Three weeks before the Big Ten’s season began, Wisconsin lost its starting quarterback.
With all that’s happened since, it’s easy to forget. But Jack Coan, a steady if unspectacular starter for the Badgers in 2019, injured his foot in practice and was declared out indefinitely. His replacement was sophomore Graham Mertz, a four-star recruit. In Wisconsin’s first game, he lit up Illinois, completing all but one of his passes.
After that game, the Badgers took another hit — a COVID-19 outbreak that infected 12 players and 10 staffers, including Mertz, his backup and coach Paul Chryst. While Mertz was back for Saturday’s game, several other starters had yet to be cleared, including cornerback Rachad Wildgoose, running back Garrett Groshek and defensive end Garrett Rand.
Watching Wisconsin play against Michigan, you couldn’t tell.
The final score was 49-11, a beatdown in every sense of the word. Wisconsin was better at every position (except punter).
Most notably, what both teams put on the field was a depleted version of their normal selves. The Badgers could make sure that didn’t derail the game. The same couldn’t be said of Michigan.
The Wolverines took the field without both their starting tackles (Ryan Hayes and Jalen Mayfield) and both their starting defensive ends (Kwity Paye and Aidan Hutchinson, the latter of whom is out for the season) due to injuries. Boy, was it obvious.
“There’s guys that, they came to Michigan cause they wanted to play,” Michigan coach Jim Harbaugh said Monday. “Some are playing earlier than they thought they would, and there’s been some good play. Those are some of the areas … to build upon.”
In other words, the replacements need improvement.
Without its anchors, the offensive line struggled to open up holes for the running game. The Wolverines gained just 47 yards on the ground.
On defense, the effect was equally catastrophic. Michigan as a whole has struggled to get pressure on the quarterback all season, but at least Paye was everywhere on the field.

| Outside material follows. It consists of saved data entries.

PR #4337, opened 2026-09-01
fix: stamp Notion conversion logs and harden worker failures

### LINKED ISSUE #4325: Correlation gaps and latent defects around the Notion conversion path (review follow-ups from #4317)
Follow-ups from the execution-verified review of https://github.com/2anki/server/pull/4317 (merged; verdict was merge-safe — none of these blocked). Grouped by class, each traced to file:line in the review comment on the PR.

### Correlation gaps (the PR's goal, incomplete on the paths that most need it)
- `NotionController.ts:343` — the fire-and-forget `.catch` on `runConversion` and the outer enqueue-failed catch log without requestId/jobId/owner while `res.locals.requestId` is in scope (~4-line fix).
- `conversionPool.ts:221` — the notion-token-expired early return emits no stamped line; the most common worker-side failure grep-joins to nothing.
- `performConversion.ts:462` — the bare `console.error(error)` stack dump is unstamped; interleaved workers make stacks unattributable.
- `performConversion.ts:224` — start line lacks the `[conversion]` prefix and no success/terminal line carries requestId (duration/completion underivable); failure-line objects render requestId on its own physical line (hoist into the message string like recordClaudeUsage's `request=`).
- `persistJobFailureWithRetry.ts:50` + the three telemetry-helper error lines (`performConversion.ts:84/98/159`) — unstamped despite sharing the `[conversion]` prefix.
- Log key `jobId` binds the Notion page UUID, but users see the DB row id from the 202 — join fails on the one id a user can report.

### Pre-existing defects in the touched functions
- `NotionController.ts:343` — Notion path doesn't classify `isWorkerTerminationError` the way the upload path does (UploadService.ts:562/1058): a killed worker strands the job `started` forever instead of `interrupted`.
- `conversionPool.ts:229` — token-expired exit never fires `track('conversion_failed')`: funnel under-counts notion_token_expired to zero.
- `performConversion.ts:437` — `MarkNotionTokenInvalidUseCase.execute` awaited unguarded inside the catch; a DB blip escapes past `persistJobFailureWithRetry`, stranding the job non-terminal.
- `performConversion.ts:224` — raw `req.body.id` interpolated into the log template (CWE-117 log injection; controller checks only `!id`).
- `performConversion.ts:244` — workspace dir orphaned when settings/rules load rejects before `workspaceLocation` is assigned (rmSync gated on it).

### Hardening
- `conversionPool.ts:233` — `ConversionWorkerRequest` hand-transcribed field-for-field into `ConversionRequest` with no structural link; a dropped field compiles clean and arrives undefined (the exact bug class #4198 fixed).
- Tests assert plumbing, not log output — a refactor dropping requestId from the log objects stays green.
- Webhook routers mount above `requestIdMiddleware` (server.ts:163-165 vs 171); no client surface retains the echoed X-Request-Id; inbound UUID-shaped X-Request-Id honored verbatim.

aalemayhu:
## What
Closes the correlation gaps and latent defects that the execution-verified review of #4317 recorded on the Notion conversion path. Every conversion lifecycle log line now carries `[conversion] job=<dbRowId> request=<id>`, and five pre-existing defects in the touched functions are fixed.

## Why
The #4198 request-id threading stopped short on exactly the catch paths that a failing conversion hits, so a user-reported job could not be joined to server logs. `Closes #4325`.

### Correlation gaps (all fixed)
- **NotionController fire-and-forget `.catch` + enqueue-failed catch** — both now log `requestId`, `jobId` (the DB row id from the 202), and `owner`. The worker `.catch` also classifies `isWorkerTerminationError` (see defect below).
- **conversionPool token-expired early return** — now emits a stamped `[conversion] job=… request=… notion token expired` line before failing the job.
- **performConversion bare `console.error(error)`** — removed. It was an unstamped duplicate of the stamped `[conversion] … failed` line, which already logs the error object (with stack). Nothing is lost; the unattributable dump is gone.
- **Start line + success/terminal line + hoisted requestId** — start line is now `[conversion] job=… request=… started`; a new `… completed cards=N duration_ms=M` line makes completion/duration derivable; every failure/state line hoists the ids into the message string (like `recordClaudeUsage`'s `request=`) instead of rendering `requestId` on its own object key.
- **persistJobFailureWithRetry warn + the three telemetry-helper error lines (`recordUnsupportedBlocks`/`recordConversionOutputStats`/`recordDeckScore`)** — all now receive and stamp the same `[conversion] job=… request=…` prefix.
- **`jobId` bound the Notion page UUID; users see the DB row id** — log key is now `job=<jobDbId>` (the id returned in the 202, i.e. the one a user can report); the raw Notion page id moves to a structured `pageId` field.

### Pre-existing defects in the touched functions (all fixed)
- **Killed Notion worker stranded the job `started`** — the controller `.catch` now marks it `interrupted` with the existing `WORKER_INTERRUPTED_REASON`, mirroring the upload path (UploadService.ts:562/1058).
- **Token-expired exit never fired `conversion_failed`** — now tracks it with `reason: notion_token_expired`, so the funnel stops under-counting to zero.
- **`MarkNotionTokenInvalidUseCase.execute` awaited unguarded inside the catch** — now wrapped so a DB blip can no longer escape past `persistJobFailureWithRetry` and strand the job non-terminal.
- **Raw `req.body.id` interpolated into the start log template (CWE-117)** — the page id is out of the format string; it goes to a structured field where `util.inspect` escapes control characters.
- **Workspace dir orphaned when settings/rules load rejects before `workspaceLocation` was assigned** — `CreateJobWorkSpaceUseCase` now cleans up the workspace it created if the load rejects, then rethrows.

### Hardening
- **Hand-transcribed `ConversionWorkerRequest` → `ConversionRequest`** — the request is now spread structurally (`{ ...request, api }`) and `ConversionRequest extends ConversionWorkerRequest`, so a dropped field can no longer compile clean and arrive `undefined` (the #4198 bug class). The shared shape moved to `src/lib/conversionRequestTypes.ts` so the two modules link through a type instead of a hand copy, with no runtime import cycle.
- **Tests asserted plumbing, not log output** — added assertions on the actual log lines (start prefix + no page-id injection, completion line, requestId hoisted into the failure message, stamped retry warning, stamped token-expired line) so a refactor that drops the ids from the log objects now goes red.

## Not actionable (observations, no change warranted)
- **Webhook routers mount above `requestIdMiddleware` (server.ts:163-165 vs 171).** Moving them is a middleware-order change on a hard-rail path (`src/server.ts`), for marginal benefit — webhook traffic is server-to-server, there is no user to report an echoed id — and it risks the raw-body ordering that HMAC verification depends on. It would also flip this otherwise-safe PR onto the manual hard-rail track. Deliberately out of scope; a separate PR if we ever want webhook correlation.
- **No client surface retains the echoed `X-Request-Id`.** Surfacing the id in the error UI so a user can quote it is a user-facing UX change that needs trio review; out of scope for an internal-correlation follow-up.
- **Inbound UUID-shaped `X-Request-Id` honored verbatim.** This is deliberate (a proxy or the native app threads its own id) and the value is UUID-validated, so it cannot carry a log-injection payload. Not a defect.

## Measuring success
- Grep prod logs for `[conversion] job=<id>` and join by `request=<uuid>` across controller, worker, and failure lines — previously the failure paths dropped out of the join. The new `… completed … duration_ms=` line makes per-job duration derivable.
- `/api/ops/metrics`: `conversion_failed` with `reason: notion_token_expired` should now be non-zero (it was structurally zero before).

## Testing
- Unit tests added/updated: NotionController (worker-failure log fields, interrupted-on-drain, enqueue-failed log fields), conversionPool (stamped token-expired line + `conversion_failed` track, structural spread), performConversion (start-line prefix + no page-id injection, completion line, hoisted-requestId failure line, mark-token-invalid guarded), persistJobFailureWithRetry (stamped retry warning), CreateJobWorkSpaceUseCase (orphan cleanup).
- Full server Jest suite: 697 suites / 6815 tests pass; the 9 failing suites are the documented environmental exclusions only — 8 parser/canary suites that spawn Python (no `create_deck/.venv` in the worktree) and `getPageCount` (pdfinfo). None of the five touched suites are among them.
- Full web Vitest suite: 384 files / 3505 tests pass (the changelog loader validated the new entry). `tsc -p . --noEmit` clean; web `tsc --noEmit` clean; `pnpm format:check` clean; `pnpm arch` 0 errors (no new circular warning).

## Browser check
Browser check: not applicable — the only `web/src` change is a changelog JSON data file; no component or rendered logic changed.

## Changelog
`web/src/pages/WhatsNewPage/changelog/2026-09-01-notion-conversion-interrupted-retry.json` — "A Notion conversion caught by a server restart now tells you to convert again right away". Reuses the already-shipped `WORKER_INTERRUPTED_REASON` string, so no new i18n string. The rest of the PR is internal observability/hardening with no user-visible surface.

## Risks
Low. The changes are logging-format and error-handling within existing catch paths; the one behavioral change (marking a drained Notion worker `interrupted`) mirrors the upload path and guards against overwriting a `done` job. Rollback is a straight revert — no schema, no migration, no new env flag.

## Goal alignment
None on the acquisition funnel — internal reliability/observability. It does move the retention/quality lever: stuck-forever Notion jobs now resolve to a clear retry, the token-expired funnel stops mis-reading zero at `/api/ops/metrics`, and every failed conversion becomes joinable to a user-reported job id, which shortens support turnaround on the paid Notion path.

### DIFF
--- a/src/controllers/NotionController.test.ts
+++ b/src/controllers/NotionController.test.ts
@@ -10,6 +10,7 @@ import { INotionRepository } from '../data_layer/NotionRespository';
 import { IEmailService } from '../services/EmailService/EmailService';
 import UsersRepository from '../data_layer/UsersRepository';
 import { buildNativeOAuthState } from '../services/NotionService/nativeOAuthState';
+import { WORKER_INTERRUPTED_REASON } from '../lib/workerTermination';
 
 jest.mock('../lib/conversionPool', () => ({
   __esModule: true,
@@ -392,8 +393,9 @@ describe('NotionController', () => {
       });
     });
 
-    it('fires runConversion without awaiting and catches worker rejections', async () => {
+    it('fires runConversion without awaiting and logs worker rejections with the request id, job id, and owner', async () => {
       setupConvertMocks();
+      res.locals = { owner: 'owner1', requestId: 'req-abc-123' };
       const consoleErrorSpy = jest
         .spyOn(console, 'error')
         .mockImplementation(() => undefined);
@@ -406,8 +408,63 @@ describe('NotionController', () => {
 
       await new Promise((resolve) => setTimeout(resolve, 10));
       expect(consoleErrorSpy).toHaveBeenCalledWith(
-        'notion convert worker:',
-        workerError
+        '[notion/convert] worker failed',
+        expect.objectContaining({
+          requestId: 'req-abc-123',
+          jobId: 77,
+          owner: 'owner1',
+          error: workerError,
+        })
+      );
+      consoleErrorSpy.mockRestore();
+    });
+
+    it('marks the job interrupted when the worker is killed by a pool drain', async () => {
+      setupConvertMocks();
+      const updateJobStatus = jest.fn().mockResolvedValue(undefined);
+      (JobRepository as unknown as jest.Mock).mockImplementation(() => ({
+        updateJobStatus,
+      }));
+      const consoleInfoSpy = jest
+        .spyOn(console, 'info')
+        .mockImplementation(() => undefined);
+      (runConversion as jest.Mock).mockRejectedValue(
+        new Error('Terminating worker thread')
+      );
+
+      await controller.convert(req as express.Request, res as express.Response);
+
+      expect(res.status).toHaveBeenCalledWith(202);
+
+      await new Promise((resolve) => setTimeout(resolve, 10));
+      expect(updateJobStatus).toHaveBeenCalledWith(
+        'page-abc',
+        'owner1',
+        'interrupted',
+        WORKER_INTERRUPTED_REASON
+      );
+      consoleInfoSpy.mockRestore();
+    });
+
+    it('logs the request id and owner when the enqueue itself fails', async () => {
+      setupConvertMocks();
+      res.locals = { owner: 'owner1', requestId: 'req-enqueue-9' };
+      (FindOrCreateJobUseCase as jest.Mock).mockImplementation(() => ({
+        execute: jest.fn().mockRejectedValue(new Error('db down')),
+      }));
+      const consoleErrorSpy = jest
+        .spyOn(console, 'error')
+        .mockImplementation(() => undefined);
+
+      await controller.convert(req as express.Request, res as express.Response);
+
+      expect(res.status).toHaveBeenCalledWith(500);
+      expect(consoleErrorSpy).toHaveBeenCalledWith(
+        '[notion/convert] enqueue failed',
+        expect.objectContaining({
+          requestId: 'req-enqueue-9',
+          owner: 'owner1',
+        })
       );
       consoleErrorSpy.mockRestore();
     });
--- a/src/controllers/NotionController.ts
+++ b/src/controllers/NotionController.ts
@@ -2,6 +2,10 @@ import { Request, Response } from 'express';
 
 import { runConversion } from '../lib/conversionPool';
 import {
+  isWorkerTerminationError,
+  WORKER_INTERRUPTED_REASON,
+} from '../lib/workerTermination';
+import {
   InProgressJobError,
   JobLimitError,
 } from '../lib/storage/jobs/helpers/errors';
@@ -292,6 +296,9 @@ class NotionController {
       },
     });
 
+    const safeString = (v: unknown): string | undefined =>
+      typeof v === 'string' && v.length > 0 ? v : undefined;
+
     try {
       if (!paying) {
         const usersRepository = new UsersRepository(database);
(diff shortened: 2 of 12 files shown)


aalemayhu (commented):
Reviewed clean: requestId threading consistent across the conversion path, no token or email values in any new log line (state descriptions only — spot-checked the full diff), the interrupted state mirrors the upload path, the token-invalid guard cannot swallow the job-failed write, and the shared request type is type-only with no runtime cycle. Full server suite 6815 green outside the documented environmental set; tests assert log output.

Fifth-year senior Carlo Kemp (normally a defensive tackle) and junior Taylor Upshaw handled the primary duties at defensive end. They combined for seven tackles, one tackle for loss and one sack. As a comparison, Paye finished with five tackles, a tackle for loss and a quarterback hurry against Indiana — a game he left early with an injury.
“There’s a lot of room for improvement,” Upshaw said last Monday. “Obviously when you have Aidan and Kwity, two guys you really rely on, go down, it’s gonna affect the game, but I have confidence in the backups and even the guys behind me so it’s just gonna have to be one of those things where you have to step up.”
While Michigan’s issues go beyond the injuries, it’s clear that the loss of Hayes, Paye, Hutchinson and Mayfield is really hurting it. That’s not to say it’s an excuse. Losing three of the best players on your team all at the same time is bad luck, but the way the Wolverines have played without them is an indictment of their depth.
Back in 2018, Michigan had Rashan Gary and Chase Winovich at defensive end, both of whom are in the NFL now. Both struggled with injuries at times that season, but the Wolverines had Hutchinson and Paye behind them to step in. On the offensive line, players like fifth-year senior Andrew Vastardis, senior Chuck Filiaga and Hayes backed up stalwarts like Jon Runyan, Ben Bredeson and Cesar Ruiz as recently as last year. This year, they’ve had to give starts to true freshman Zak Zinter.
On Saturday, Wisconsin had four different players garner at least 50 rushing yards, and that was without Groshek — its leading rusher against the Illini. The Badgers’ top rusher Saturday was Jalen Berger, a true freshman playing in his first college game ever. He had 87 yards. John Chenal, a fullback with three career starts, had 71 yards. Danny Davis, normally a backup wide receiver, had 65.
“If you’re not embarrassed with those numbers, then you shouldn’t be part of this fricking game,” defensive line coach Shaun Nua said on the Inside Michigan Football radio show Monday night. “I can’t sleep, can’t eat. It’s just unacceptable. … That is not Michigan football.”
But right now, it is Michigan football. With the kind of depth the Badgers have, and the kind the Wolverines don’t, they barely had a chance.
If Paye, Hayes and Mayfield are able to return soon, the Wolverines will get a boost. But that boost will mean little for a team that’s already 1-3.
Wisconsin is a shining example of a team that has depth and knows how to use it, the exact sort of team equipped to do well in the COVID-19 era. Michigan used to be that kind of team, too, but now, it’s the sort of team that throws things at the wall and prays something sticks.
That’s not an excuse, it’s reality. It’s an indictment of coaching, development, recruiting, retention, all things a top Big Ten football team has to have.
One thing is clear: The Wolverines are no longer a top Big Ten football team.